Your study of the effective potential in central-force problems gave you a powerful tool: the full three-dimensional problem of a particle in a central force field reduces to a one-dimensional problem in the radial coordinate, with an effective potential V_eff(r) = V(r) + L²/(2mr²). The centrifugal term L²/(2mr²) acts as a repulsive barrier at small r, and the combination with an attractive V(r) often produces a potential well — a minimum at some radius r₀. A particle sitting exactly at that minimum with the right angular momentum traces a perfectly circular orbit. Orbital stability asks: if you nudge that particle slightly, does it return toward r₀, oscillate around it, or fly away?
The stability criterion follows directly from the shape of V_eff. If r₀ is a minimum of V_eff — meaning d²V_eff/dr² > 0 at r₀ — then small radial displacements produce a restoring force, and the orbit is stable. The particle oscillates radially (epicyclic motion) while continuing to orbit, tracing a rosette-like path rather than a closed ellipse in general. If r₀ is a maximum of V_eff, any small perturbation grows: the orbit is unstable. This is exactly the same stability analysis you would apply to any potential energy curve in one dimension — local minima are stable equilibria, local maxima are unstable.
For the gravitational force F = -GMm/r², you can show that V_eff has a minimum for any value of angular momentum L ≠ 0, and that the effective potential is concave-up at that minimum. Circular orbits under gravity are stable, and small perturbations produce radial oscillations at the epicyclic frequency κ. For a gravitational potential, κ equals the orbital frequency Ω, which is why planetary orbits under pure Newtonian gravity close exactly: the radial oscillation period equals the orbital period, and the orbit returns to its starting point. This is a special property of the 1/r² force law — it produces closed elliptic orbits, as Bertrand's theorem formalizes.
For a general power-law force F = -kr^n, the stability condition becomes a constraint on n. You can derive from the effective potential that circular orbits are stable only if n > -3 — equivalently, the force must not fall off faster than 1/r³. Gravity (n = -2) comfortably satisfies this. A hypothetical force that decayed as 1/r⁴ would not: circular orbits would be unstable and any small perturbation would send the particle spiraling inward or outward.

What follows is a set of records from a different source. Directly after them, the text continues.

Issue #6832, opened 2019-11-27
IllegalStateException: Fragment HomeFragment not attached to a context.


pocmo:
https://sentry.prod.mozaws.net/operations/fenix-nightly/issues/6162466/
https://sentry.prod.mozaws.net/operations/fenix-nightly/issues/6162466/
Socorro [link](https://crash-stats.mozilla.org/signature/?product=Fenix&signature=java.lang.IllegalStateException%3A%20at%20androidx.fragment.app.Fragment.requireContext%28Fragment.java%29&date=%3E%3D2019-07-21T07%3A06%3A00.000Z&date=%3C2020-04-22T07%3A06%3A00.000Z#graphs)

```
IllegalStateException: Fragment HomeFragment{1a41004} (84c6a2c6-6203-448c-b564-fee8f55208fc)} not attached to a context.
    at androidx.fragment.app.Fragment.requireContext(Fragment.java:2)
    at androidx.fragment.app.Fragment.getResources(Fragment.java:1)
    at org.mozilla.fenix.home.HomeFragment$onViewCreated$2.invokeSuspend(HomeFragment.kt:9)
    at kotlin.coroutines.jvm.internal.BaseContinuationImpl.resumeWith(ContinuationImpl.kt:2)
    at kotlinx.coroutines.DispatchedTask.run(Dispatched.kt:15)
...
(2 additional frame(s) were not displayed)

Fragment HomeFragment{1a41004} (84c6a2c6-6203-448c-b564-fee8f55208fc)} not attached to a context.
```

pocmo:
Because of the UUID in the stack trace this is split over multiple crash reports in Sentry.

Crash stats seems to be a bit smarter:
https://crash-stats.mozilla.com/signature/?product=Fenix&version=72.0a1&signature=java.lang.IllegalStateException%3A%20at%20androidx.fragment.app.Fragment.requireContext%28Fragment.java%29&date=%3E%3D2019-11-20T10%3A20%3A00.000Z&date=%3C2019-11-27T10%3A20%3A00.000Z&_columns=date&_columns=product&_columns=version&_columns=build_id&_columns=platform&_columns=reason&_columns=address&_columns=install_time&_columns=startup_crash&_sort=-date&page=1#reports

According to crash stats the crash volume is increasing and it's now our top 6 crash.

vesta0:
Need STR for this.

Baron-Severin:
[...]

PR #7509, opened 2020-01-06
For #6832: fix unattached context crash in HomeFragment

Baron-Severin:
### Pull Request checklist

### After merge

1. click on Show All Checks,

### DIFF
--- a/app/src/main/java/org/mozilla/fenix/home/HomeFragment.kt
+++ b/app/src/main/java/org/mozilla/fenix/home/HomeFragment.kt
@@ -230,9 +230,12 @@ class HomeFragment : Fragment() {
         setupHomeMenu()
 
         viewLifecycleOwner.lifecycleScope.launch(IO) {
+            // This should be unnecessary, but we've seen crashes around it. See #6832
+            val context = context ?: return@launch
+
             val iconSize = resources.getDimensionPixelSize(R.dimen.preference_icon_drawable_size)
 
-            val searchEngine = requireComponents.search.provider.getDefaultEngine(requireContext())
+            val searchEngine = requireComponents.search.provider.getDefaultEngine(context)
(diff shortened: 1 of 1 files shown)


app/src/main/java/org/mozilla/fenix/home/HomeFragment.kt
```diff
@@ -230,9 +230,12 @@ class HomeFragment : Fragment() {
         setupHomeMenu()
 
         viewLifecycleOwner.lifecycleScope.launch(IO) {
+            // This should be unnecessary, but we've seen crashes around it. See #6832
+            val context = context ?: return@launch
```
Baron-Severin: If I understand correctly, `viewLifecycleOwner.lifecycleScope` should cancel after `onDestroy`, which should be guaranteed to occur prior to `onDetatch`, so it should be impossible for context to ever be null here.  That said, the stack traces from the Sentry events seem pretty clear.  Am I missing something here?  I'd love to get your opinion @pocmo @csadilek @colintheshots

pocmo: We have been seeing issues with `lifecycleScope` and `Activity.recreate()` (which Fenix does for theme and private mode changes etc.). In that situation the scope from the activity that got destroyed never gets cancelled. We found this after forever debugging such a "this cannot happen" situation too. I never got around trying to isolate this in an empty app to file an androidx issue. :(
So, we got rid of `lifecycleScope` in that situation and started using a `view bound` scope, e.g. see here:
https://github.com/mozilla-mobile/android-components/blob/master/components/lib/state/src/main/java/mozilla/components/lib/state/ext/Fragment.kt#L32-L56

Baron-Severin: 😱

This explains why the specific power of gravity is not arbitrary from the perspective of stable planetary systems — slightly different force laws would not permit the ordered, persistent orbits we observe.

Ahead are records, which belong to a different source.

PR #7517, opened 2020-01-07
No Issue: Add a coroutine scope to MetricController

hawkinsw:
The scope is managed by the lifetime of the controller and
passed to each `ServiceController`. `ServiceController`s can use
that scope to launch asynchronous tasks with the reassurance
that they will be GC'd and canceled appropriately.

### Pull Request checklist

### After merge

1. click on Show All Checks,

### DIFF
--- a/app/src/main/java/org/mozilla/fenix/components/metrics/Metrics.kt
+++ b/app/src/main/java/org/mozilla/fenix/components/metrics/Metrics.kt
@@ -5,6 +5,9 @@
 package org.mozilla.fenix.components.metrics
 
 import android.content.Context
+import kotlinx.coroutines.CoroutineScope
+import kotlinx.coroutines.Dispatchers
+import kotlinx.coroutines.cancel
 import mozilla.components.browser.errorpages.ErrorType
 import mozilla.components.browser.search.SearchEngine
 import mozilla.components.browser.toolbar.facts.ToolbarFacts
@@ -389,7 +392,7 @@ private fun Fact.toEvent(): Event? = when (Pair(component, item)) {
 }
 
 interface MetricsService {
-    fun start()
+    fun start(scope: CoroutineScope)
     fun stop()
     fun track(event: Event)
     fun shouldTrack(event: Event): Boolean
@@ -400,6 +403,8 @@ interface MetricController {
     fun stop()
     fun track(event: Event)
 
+    var managedScope: CoroutineScope?
+
     companion object {
         fun create(services: List<MetricsService>, isTelemetryEnabled: () -> Boolean): MetricController {
             return if (BuildConfig.TELEMETRY) return ReleaseMetricController(services, isTelemetryEnabled)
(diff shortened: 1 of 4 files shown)


app/src/main/java/org/mozilla/fenix/components/metrics/Metrics.kt
```diff
@@ -441,14 +450,21 @@ private class ReleaseMetricController(
...
+        managedScope = CoroutineScope(Dispatchers.IO)
+        services.forEach { it.start(managedScope!!) }
         initialized = true
     }
 
     override fun stop() {
         if (!initialized) { return }
 
         services.forEach { it.stop() }
+        run {
```
mcomella: nit: can this just be `managedScope?.cancel()`? fwiw, if I understand the intent, I haven't seen `run` used to group code before: usually whitespace is sufficient. Then again, I almost never see `run` used :P

app/src/main/java/org/mozilla/fenix/components/metrics/Metrics.kt
```diff
@@ -441,14 +450,21 @@ private class ReleaseMetricController(
     override fun start() {
         if (!isTelemetryEnabled.invoke() || initialized) { return }
 
-        services.forEach { it.start() }
+        managedScope = CoroutineScope(Dispatchers.IO)
```
mcomella: nit: as per the last PR, I'd prefer to store this in a temporary reference to avoid `!!`

hawkinsw:
> This seems like a good code clean-up change: don't let async coroutines keep going when `start` is called. However, if possible, I'd like to use the `scope` reference before we land this patch (e.g. so it doesn't go unused).

I completely agree with that. I was just trying to keep the two issues separate since they are really different "issues". What do you think?

MarcLeclair:
> This seems like a good code clean-up change: don't let async coroutines keep going when `start` is called. However, if possible, I'd like to use the `scope` reference before we land this patch (e.g. so it doesn't go unused).

@mcomella , I would use it too in  #7281, but as @hawkinsw  said, I think it's just a matter of keeping code separate so we don't get conflicts and to be able to track our changes 😄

Perturbation analysis here is a microcosm of a general technique in classical mechanics and beyond: find the equilibrium, expand around it to second order, identify whether the quadratic term is positive (restoring) or negative (destabilizing), and compute the frequency of small oscillations. The same method applies to the stability of Lagrange points in the three-body problem, to the stability of fluid flow (Rayleigh's criterion), and to the small oscillations of any physical system around equilibrium. Mastering it for orbits gives you the template for all of those more complex analyses.